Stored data
..........
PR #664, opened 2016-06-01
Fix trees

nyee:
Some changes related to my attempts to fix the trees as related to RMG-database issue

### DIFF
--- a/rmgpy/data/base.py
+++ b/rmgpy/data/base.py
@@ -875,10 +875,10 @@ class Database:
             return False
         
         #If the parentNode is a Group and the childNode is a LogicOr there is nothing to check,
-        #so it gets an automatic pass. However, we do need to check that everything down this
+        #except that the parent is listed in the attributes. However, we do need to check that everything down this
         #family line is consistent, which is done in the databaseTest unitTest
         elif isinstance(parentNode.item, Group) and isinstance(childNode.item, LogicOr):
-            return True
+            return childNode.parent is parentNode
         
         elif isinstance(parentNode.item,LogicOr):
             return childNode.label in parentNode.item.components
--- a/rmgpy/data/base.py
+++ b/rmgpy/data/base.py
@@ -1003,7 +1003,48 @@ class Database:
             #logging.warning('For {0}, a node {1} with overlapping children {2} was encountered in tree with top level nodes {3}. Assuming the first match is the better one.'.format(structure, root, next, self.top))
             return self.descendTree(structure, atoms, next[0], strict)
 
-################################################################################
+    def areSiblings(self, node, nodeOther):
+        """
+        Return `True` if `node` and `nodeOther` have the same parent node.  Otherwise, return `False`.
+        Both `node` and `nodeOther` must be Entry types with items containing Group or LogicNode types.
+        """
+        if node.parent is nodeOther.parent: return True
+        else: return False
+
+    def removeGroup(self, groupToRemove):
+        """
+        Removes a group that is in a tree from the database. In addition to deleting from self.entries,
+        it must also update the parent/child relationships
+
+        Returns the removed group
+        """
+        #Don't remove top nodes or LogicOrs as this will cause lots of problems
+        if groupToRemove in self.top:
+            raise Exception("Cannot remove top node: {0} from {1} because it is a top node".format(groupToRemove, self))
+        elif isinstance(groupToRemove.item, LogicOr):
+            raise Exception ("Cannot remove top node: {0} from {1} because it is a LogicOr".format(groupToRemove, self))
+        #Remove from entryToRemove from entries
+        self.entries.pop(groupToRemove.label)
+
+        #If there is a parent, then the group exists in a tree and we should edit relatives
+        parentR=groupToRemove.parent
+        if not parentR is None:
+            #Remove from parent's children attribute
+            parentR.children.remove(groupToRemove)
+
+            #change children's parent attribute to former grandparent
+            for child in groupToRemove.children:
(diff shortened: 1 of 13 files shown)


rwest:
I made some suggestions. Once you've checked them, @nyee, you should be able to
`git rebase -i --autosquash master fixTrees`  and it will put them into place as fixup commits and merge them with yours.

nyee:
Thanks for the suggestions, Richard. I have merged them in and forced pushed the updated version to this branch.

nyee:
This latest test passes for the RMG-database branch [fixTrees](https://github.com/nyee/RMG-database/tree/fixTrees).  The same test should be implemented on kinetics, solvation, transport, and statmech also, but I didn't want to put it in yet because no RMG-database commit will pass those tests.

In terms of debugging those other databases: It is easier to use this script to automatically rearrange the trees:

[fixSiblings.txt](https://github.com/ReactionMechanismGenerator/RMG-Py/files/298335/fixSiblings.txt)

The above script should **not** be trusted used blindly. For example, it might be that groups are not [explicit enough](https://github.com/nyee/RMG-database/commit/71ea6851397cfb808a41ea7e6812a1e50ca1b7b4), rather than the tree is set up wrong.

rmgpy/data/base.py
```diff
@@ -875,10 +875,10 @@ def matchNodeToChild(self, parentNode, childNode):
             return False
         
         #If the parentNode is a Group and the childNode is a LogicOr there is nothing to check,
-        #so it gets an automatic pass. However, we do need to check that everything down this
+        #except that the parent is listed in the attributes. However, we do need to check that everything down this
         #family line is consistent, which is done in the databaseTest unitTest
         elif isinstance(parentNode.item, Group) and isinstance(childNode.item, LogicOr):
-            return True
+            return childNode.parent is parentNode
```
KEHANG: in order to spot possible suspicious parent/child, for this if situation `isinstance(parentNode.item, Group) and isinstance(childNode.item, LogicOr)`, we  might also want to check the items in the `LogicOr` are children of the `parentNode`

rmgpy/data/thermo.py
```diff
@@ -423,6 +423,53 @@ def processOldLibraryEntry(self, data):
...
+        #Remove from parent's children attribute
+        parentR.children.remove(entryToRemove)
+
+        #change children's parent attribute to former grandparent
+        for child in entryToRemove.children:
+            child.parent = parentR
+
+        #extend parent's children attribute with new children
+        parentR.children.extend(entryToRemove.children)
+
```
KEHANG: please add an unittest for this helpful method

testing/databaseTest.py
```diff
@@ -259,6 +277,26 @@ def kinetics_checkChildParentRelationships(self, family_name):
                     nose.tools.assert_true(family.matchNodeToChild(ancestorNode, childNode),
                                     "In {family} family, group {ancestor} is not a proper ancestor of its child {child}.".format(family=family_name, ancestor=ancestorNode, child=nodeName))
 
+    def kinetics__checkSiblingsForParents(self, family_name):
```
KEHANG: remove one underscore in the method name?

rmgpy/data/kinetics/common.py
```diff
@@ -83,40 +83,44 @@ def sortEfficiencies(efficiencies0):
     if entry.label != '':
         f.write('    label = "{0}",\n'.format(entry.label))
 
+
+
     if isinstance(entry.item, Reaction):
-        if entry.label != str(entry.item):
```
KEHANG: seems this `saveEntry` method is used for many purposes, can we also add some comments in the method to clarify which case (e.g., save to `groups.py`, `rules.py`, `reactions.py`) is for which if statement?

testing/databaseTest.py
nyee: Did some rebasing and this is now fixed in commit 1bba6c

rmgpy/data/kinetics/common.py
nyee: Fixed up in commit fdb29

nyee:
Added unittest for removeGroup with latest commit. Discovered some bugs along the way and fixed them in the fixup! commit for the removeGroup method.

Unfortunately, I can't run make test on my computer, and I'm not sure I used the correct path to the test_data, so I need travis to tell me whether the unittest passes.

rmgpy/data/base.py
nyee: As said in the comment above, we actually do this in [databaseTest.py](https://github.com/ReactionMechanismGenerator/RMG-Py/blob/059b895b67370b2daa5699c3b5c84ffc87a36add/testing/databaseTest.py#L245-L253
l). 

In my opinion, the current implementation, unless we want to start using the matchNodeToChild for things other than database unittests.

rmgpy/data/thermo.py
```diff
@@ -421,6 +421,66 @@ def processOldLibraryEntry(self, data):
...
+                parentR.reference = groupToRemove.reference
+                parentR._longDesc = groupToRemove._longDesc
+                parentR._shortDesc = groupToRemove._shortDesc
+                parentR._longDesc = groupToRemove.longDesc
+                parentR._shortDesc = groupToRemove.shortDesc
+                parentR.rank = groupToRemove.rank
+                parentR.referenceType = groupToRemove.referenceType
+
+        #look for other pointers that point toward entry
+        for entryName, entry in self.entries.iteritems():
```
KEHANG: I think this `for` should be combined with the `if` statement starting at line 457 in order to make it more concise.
..........
**WORK INSTRUCTION:**
Filter the records above down to the lines containing "entries".

**COMPLETED TASK:**
+        Removes a group that is in a tree from the database. In addition to deleting from self.entries,
+        #Remove from entryToRemove from entries
+        self.entries.pop(groupToRemove.label)
+        for entryName, entry in self.entries.iteritems():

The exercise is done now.